At the front desk, a coworker was organizing the papers for the day.
“I think I just rode the elevator with Denzel Washington,” I said to her, half joking.
“He’s here!?” she said, dropping all her papers and running around the desk to catch the elevator.
I could see him still inside the car as the doors closed, his smile fading, and his head dropping to look at the floor and hide his face again.
DING
Back in the Obama years, before politics became entertainment and everyone became rabid, I worked at the DNC, which is housed only on the third floor of the building with the name. The elevator was commonly used as a measurement of sorts. By knowing the building layout, you knew where people were going. The basement housed the media center, so it wasn’t uncommon to see electeds taking the elevator to record a voiceover or stream an interview. The second floor housed the DCCC. Staff who got off there were oil in the water of staff who rode to the third floor.
Too many people were stuffed into that peachy pink stucco building that sat between the House side of the Capital and a DC power plant. You could easily work there for a year and not see every person from the building. And in the seldom times that we got visited by motorcade-driven electeds, you saw even fewer.
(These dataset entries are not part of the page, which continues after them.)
PR #13, opened 2024-08-26
Use task attributes for WorkfileSettings

BigRoy:
## Changelog Description

Workfile resolution and FPS is now set using the current task's entity attribute instead of from the parent folder entity.

## Additional info

I didn't test it.

## Testing notes:

Create a folder with a task where the task has different FPS and resolution.

1. Create new workfile - settings should adhere to task attributes
2. Use "Reset resolution" and "Reset frame range" menu actions - it should set it using the task attributes
3. Publishing validations should also adhere to the task attributes, not the folder entity attributes. (If there are any validators for that.)

### DIFF
--- a/client/ayon_nuke/plugins/publish/validate_script_attributes.py
+++ b/client/ayon_nuke/plugins/publish/validate_script_attributes.py
@@ -34,7 +34,7 @@ class ValidateScriptAttributes(
         # Task may be optional for an instance
         task_entity = instance.data.get("taskEntity")
         if task_entity:
-            src_attributes = task_entity["attributes"]
+            src_attributes = task_entity["attrib"]
         else:
             src_attributes = instance.data["folderEntity"]["attrib"]
 
--- a/client/ayon_nuke/plugins/publish/validate_script_attributes.py
+++ b/client/ayon_nuke/plugins/publish/validate_script_attributes.py
@@ -31,7 +31,12 @@ class ValidateScriptAttributes(
 
         script_data = deepcopy(instance.context.data["scriptData"])
 
-        src_folder_attributes = instance.data["folderEntity"]["attrib"]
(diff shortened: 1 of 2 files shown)


moonyuet (changes requested):
When I tried to publish the workfile, it errors out. 
```
  File "C:\Users\Kayla\AppData\Local\Ynput\AYON\dependency_packages\ayon_2402141620_windows.zip\dependencies\pyblish\plugin.py", line 527, in __explicit_process
    runner(*args)
  File "D:\ayon-addon_template\ayon-nuke\client\ayon_nuke\plugins\publish\validate_script_attributes.py", line 37, in process
    src_attributes = task_entity["attributes"]
KeyError: 'attributes'

```

client/ayon_nuke/plugins/publish/validate_script_attributes.py
```diff
@@ -31,7 +31,12 @@ def process(self, instance):
 
         script_data = deepcopy(instance.context.data["scriptData"])
 
-        src_folder_attributes = instance.data["folderEntity"]["attrib"]
+        # Task may be optional for an instance
+        task_entity = instance.data.get("taskEntity")
+        if task_entity:
+            src_attributes = task_entity["attributes"]
```
moonyuet, line 37: it is a dictionary or no?
```suggestion
            src_attributes = task_entity.get("attributes", {})
```

BigRoy: Sorry, this was my bad. Typo.

Fixed with https://github.com/ynput/ayon-nuke/pull/13/commits/c5541d1f81c9fc89b3952c2743bad534b8175dda

moonyuet (approved):
The validator looks good now. And the task frame range being set correctly too.
image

They draped the windows in black tarp so no one outside could see through them and used keycards to lock doors we usually had access to.
Once, we had a tornado warning - an actual tornado in D.C. - and had to file into the underground parking garage via stairs. I was pregnant at the time and was permitted to use the elevator to get down there and back up. When the threat had passed and we were rereleased to the wild of Capital Hill and Twitter, I realized how many of my workaholic peers appeared to be in cardiac distress from climbing up four floors of stairs.
When my cousin came to visit my office, I took her on the elevator to show her where I spent my days looking out the window at Sharon Armesto Memorial Park. We looked down at the few townhouses that were used for special events, and I showed her my desk in what was a former breakroom. They’d removed two lower cabinet doors from a kitchen counter and called it a desk. Only when I told them I was pregnant did they get serious about a chair.
As she was leaving, I rode down to the lobby with her, and the elevator stopped on the second floor on the way down. Congresswoman Rosa DeLauro stepped in with some members of her staff. My cousin looked at me, but her face wasn’t one of recognition or awe. I’m not sure if she saw that in mine either, despite feeling a bit that way. We let the congresswoman off first and then plodded to the lobby to say our goodbyes while I fired off a text to my coworkers back upstairs about my most recent star sighting.
DING
The season of elevators is over for now. I hardly ride them anymore. There’s no elevator in my house or my favorite coffee shop. Our library is all one story. The one at the gym is for cleaners and handicapped people; plus, it’s the gym. Lacrosse fields and playgrounds have no need for them. Sometimes I wonder if I’ll ever have another season of elevators. I don’t want a job in a box ever again. I don’t want basement parking or workaholic headline chasers as my peers. I don’t ride elevators anymore. Like the blazers I’ve donated and the office clothes that gathered dust, they are part of a past that was gone long before I noticed it was missing. I’ll have to find a new reason to be in elevators. I guess I’ll have to travel more.